The northern Death Valley fault zone (NDVFZ) has long been recognized as a major right‐lateral strike‐slip fault in the eastern California shear zone (ECSZ). However, its geologic slip rate has been difficult to determine. Using high‐resolution digital topographic imagery and terrestrial cosmogenic nuclide dating, we present the first geochronologically determined slip rate for the NDVFZ. Our study focuses on the Red Wall Canyon alluvial fan, which exposes clean dextral offsets of seven channels. Analysis of airborne laser swath mapping data indicates ∼297 ± 9 m of right‐lateral displacement on the fault system since the late Pleistocene. In situ terrestrial cosmogenic 10Be and 36Cl geochronology was used to date the Red Wall Canyon fan and a second, correlative fan also cut by the fault.

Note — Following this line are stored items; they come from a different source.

PR #324, opened 2019-03-24
Layout changes for Arrow

tli2:
This PR cherry-picks from the Arrow branch with all the changes to block layout and alignment.

All buffers are now aligned at 8-byte boundaries as opposed to at attribute size. Extra space is reserved for hot-cold access control and metadata for Arrow


mbutrovich:
This PR resolves the segfault I've found in master while writing TPC-C. It looks like the calculations for BlockLayout isn't quite right after introducing varlens to the system. This can be confirmed by looking at the MemorySafety and Alignment TAS tests and noting that their random layouts don't use varlen attributes. This branch addresses those test changes and appears to have the fix. Would like to get this reviewed and merged ASAP.

src/include/storage/storage_defs.h
```diff
@@ -259,6 +269,51 @@ class VarlenEntry {
 // To make sure our explicit padding is not screwing up the layout
 static_assert(sizeof(VarlenEntry) == 16, "size of the class should be 16 bytes");
 
+/**
+ * Equality checker that checks the underlying varlen bytes are equal (deep)
+ */
+struct VarlenContentDeepEqual {
```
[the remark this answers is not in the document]
tli2: I think `std::hash` and `std::equal_to` should only be used for "default" behavior, because they are default template arguments to the STL data structures and people typically don't even pay attention to them when using STL.

I would argue that deep comparison that ignores ownership information is not "default" behavior, and I would rather users be conscious about needing this behavior.

mbutrovich:
I can't reproduce the performance regressions on data_table_benchmark locally. The random read benchmarks are actually faster for me, as opposed to on Jenkins. We may need to revisit how to properly evaluate Data Table since it's so low level in the system, and minor changes seem to wildly swing its benchmarks that don't really manifest when you exercise the system through higher-level interfaces.

src/include/storage/arrow_block_metadata.h
```diff
@@ -0,0 +1,241 @@
+#pragma once
+#include <map>
+#include <unordered_set>
+#include "storage/block_layout.h"
+#include "storage/storage_defs.h"
+#include "storage/storage_util.h"
+
+namespace terrier::storage {
+
+// TODO(Tianyu): Can use to specify cases where we don't concat per-block in the future (e.g. no need to put
```
mbutrovich: Is this mostly a TODO for yourself? I can't imagine anyone else will know what this means.

src/include/storage/arrow_block_metadata.h
```diff
@@ -0,0 +1,241 @@
...
+   * Constructs an empty Arrow VarlenColumn
+   */
+  ArrowVarlenColumn() = default;
+
+  /**
+   * Constructs a new arrow varlen column object
+   * @param values_length size of the values buffer, in bytes
+   * @param offsets_length number of elements in the offsets array
+   */
+  ArrowVarlenColumn(uint32_t values_length, uint32_t offsets_length)
```
mbutrovich: It's confusing to have one "length" arg mean bytes, and another mean "elements". Suggest renaming one or both.

src/include/storage/block_access_controller.h
```diff
@@ -0,0 +1,19 @@
+#pragma once
+#include <atomic>
+#include <utility>
+#include "common/macros.h"
+#include "common/strong_typedef.h"
+
+namespace terrier::storage {
+/**
+ * TODO(Tianyu): Placeholder for the actual implementation that has the same number of bytes. We use this to make sure
```
mbutrovich: Can you give a brief description of what this will be, since it's going to confuse people working on course projects to see this in the codebase?

src/include/storage/data_table.h
```diff
@@ -166,6 +166,16 @@ class DataTable {
    */
   SlotIterator end() const;
 
+  /**
+   * @warning NOT the number of tuples currently in the data table. Such a value is not well-defined unless referring
+   * to a transactional snapshot.
+   * @return number of slots allocated for this data table.
+   */
+  uint64_t NumSlots() const {
```
mbutrovich: Is this something that would eventually be replaced by the metrics team?

src/include/storage/storage_defs.h
```diff
@@ -40,10 +45,15 @@ struct alignas(common::Constants::BLOCK_SIZE) RawBlock {
    * scans through blocks and free up slots.
    */
   std::atomic<uint32_t> insert_head_;
+  /**
+   * Access controller of this block
```
mbutrovich: Which means what?

src/storage/data_table.cpp
```diff
@@ -133,31 +133,34 @@ TupleSlot DataTable::Insert(transaction::TransactionContext *const txn, const Pr
...
   }
-
-  data_table_counter_.IncrementNumInsert(1);
-  return result;
 }
 
 bool DataTable::Delete(transaction::TransactionContext *const txn, const TupleSlot slot) {
   data_table_counter_.IncrementNumDelete(1);
   // Create a redo
+  // TODO(Tianyu): Is it better to be consistent with the StageWrite behavior where we have caller explicitly
```
mbutrovich: Probably.

test/storage/tuple_access_strategy_test.cpp
```diff
@@ -182,19 +191,20 @@ TEST_F(TupleAccessStrategyTests, MemorySafety) {
 // These properties are necessary to ensure high performance by accessing aligned fields.
 // NOLINTNEXTLINE
 TEST_F(TupleAccessStrategyTests, Alignment) {
-  const uint32_t repeat = 100;
+  const uint32_t repeat = 1;
```
mbutrovich: Why was this changed to 1?

tli2: Reverted. Sorry about this

src/include/storage/arrow_block_metadata.h
tli2: Sorry. Rewritten this to be more clear.

src/include/storage/arrow_block_metadata.h
tli2: These are meant to be the length of these two Arrow arrays. Using Arrow's terminology for consistency. I modified 
the documentation of values to just be the length of the array, instead of the size in bytes, to hopefully make it clearer.

src/include/storage/block_access_controller.h
tli2: Good point. Copied the docs from actual blocks.

src/include/storage/data_table.h
tli2: Removed for now.

PR #325, opened 2019-03-26
Optimize GC

tli2:
The original GC unlinks every record it scans through in the transaction's context. Lin found out that in a highly skewed workload this can be a quadratic operation on a very long version chain. This PR fixes that by only using the records to infer the tuple slot to look at and truncating the version chain once per GC invocation.


mbutrovich:
I'm still struggling to explain the performance regression on the ReclaimTime benchmark. The workload didn't change, you didn't change the code exercised in that benchmark. It's baffling. I've profiled it...nothing explains it.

Beryllium 10 dates from large cobbles and boulders provide a maximum age of 70 +22/−20 ka for the offset landforms. The minimum age of the alluvial fan deposits based on 36Cl depth profiles is 63 ± 8 ka. Combining the offset measurement with the cosmogenic 10Be date yields a geologic fault slip rate of 4.2 +1.9/−1.1 mm yr−1, whereas the 36Cl data indicate 4.7 +0.9/−0.6 mm yr−1 of slip. Summing these slip rates with known rates on the Owens Valley, Hunter Mountain, and Stateline faults at similar latitudes suggests a total geologic slip rate across the northern ECSZ of ∼8.5 to 10 mm yr−1. This rate is commensurate with the overall geodetic rate and implies that the apparent discrepancy between geologic and geodetic data observed in the Mojave section of the ECSZ does not extend north of the Garlock fault. Although the overall geodetic rates are similar, the best estimates based on geology predict higher strain rates in the eastern part of the ECSZ than to the west, whereas the observed geodetic strain is relatively constant.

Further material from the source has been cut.